51. The transmitter of claim 50, wherein the transmitter is configured to use ports 7, 8, 11, and 13 in one code division multiplexing group, and to apply a length-4 orthogonal cover code.

52. The transmitter of claim 51, wherein the transmitter is configured to signal the orthogonal cover code length using the SI for rank-1 and rank-2 messages

53. The transmitter of claim 51, wherein the transmitter is configured to signal the orthogonal cover code length using either or both of the two additional bits.

54. The transmitter of claim 43, wherein the transmitter is configured to also use the two additional bits for signaling other transmission scenarios.

55. The transmitter of claim 54, wherein the other transmission scenarios are selected from the group consisting of single cell Multiuser Multiple Input Multiple Output (MU-MIMO), Coordinated Multipoint (CoMP), and relaying/Heterogeneous Network.

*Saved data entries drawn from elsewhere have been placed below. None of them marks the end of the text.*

PR #4547, opened 2025-07-23
[immutable-arraybuffer] Coverage for read-only TypedArray methods

gibson042:
Ref #4509

> # %TypedArray%.prototype properties
> …
> - [x] read-only `%TypedArray%.prototype` properties
>   - [x] work as expected if the receiver is backed by an immutable ArrayBuffer
>   - [x] `%TypedArray%.prototype.filter` throws a TypeError if the receiver constructs an instance backed by an immutable ArrayBuffer, after determining contents
>   - [x] `%TypedArray%.prototype.map` throws a TypeError if the receiver constructs an instance backed by an immutable ArrayBuffer, after validating that _callback_ is callable but before invoking it
>   - [x] `%TypedArray%.prototype.slice` throws a TypeError if the receiver constructs an instance backed by an immutable ArrayBuffer, after coercing bounds

Note that the "Cover existing read-only TypedArray methods" commit is large but mostly mechanical, the others are small and actually specific to immutable ArrayBuffer.

### DIFF
--- a/test/built-ins/TypedArray/prototype/filter/speciesctor-destination-backed-by-immutable-buffer.js
+++ b/test/built-ins/TypedArray/prototype/filter/speciesctor-destination-backed-by-immutable-buffer.js
@@ -1,0 +1,82 @@
+// Copyright (C) 2025 Richard Gibson. All rights reserved.
+// This code is governed by the BSD license found in the LICENSE file.
+
+/*---
+esid: sec-%typedarray%.prototype.filter
+description: >
+  Throws a TypeError exception when the receiver constructs an instance backed
+  by an immutable buffer
+info: |
+  %TypedArray%.prototype.filter ( callback [ , thisArg ] )
+  ...
+  8. Repeat, while k < len,
+     a. Let Pk be ! ToString(𝔽(k)).
+     b. Let kValue be ! Get(O, Pk).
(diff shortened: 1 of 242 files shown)


test/built-ins/TypedArray/prototype/filter/speciesctor-destination-backed-by-immutable-buffer.js
```diff
@@ -0,0 +1,78 @@
...
+      return constructor;
+    }
+  });
+  Object.defineProperty(constructor, Symbol.species, {
+    get: function() {
+      calls.push("get ta.constructor[Symbol.species]");
+      var iab = (new TA(["3", "4"])).buffer.transferToImmutable();
+      var result = new TA(iab);
+      calls.push("construct result");
+      return result;
```
iamstolis: I wondered why this test passes even without implementing the relevant changes in `%TypedArray%.prototype.filter`. The root of the problem is here. This `Symbol.species` getter doesn't return constructor (it returns a typed array). Not returning a constructor results in the expected `TypeError` (before we have any chance to get to the `IsImmutableBuffer()` that's supposed to be checked by this test).

In other words, the getter should not return `result` but a function that returns `result`.

The same problem is in the `slice` and `map` versions of this test.

ptomato (approved):
I did only skim the large commit, but the newly added tests look correct to me. Don't forget to autosquash before merging.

56. A receiver operative to determine a transmission rank value used in a downlink transmission, the receiver comprising:

a receiving circuit operative to receive a message in a downlink control information (DCI) format that comprises a 1-bit new data indicator (NDI), a 1-bit Scrambling Identity (SI), disabled or enabled Transport Blocks (TBs), and two additional bits that are jointly encoded with the 1-bit SI to implicitly indicate a transmission rank value in the range of 3-8; and

a processing circuit operative to configure the receiver to receive data according to the DCI format and the indicated transmission rank value.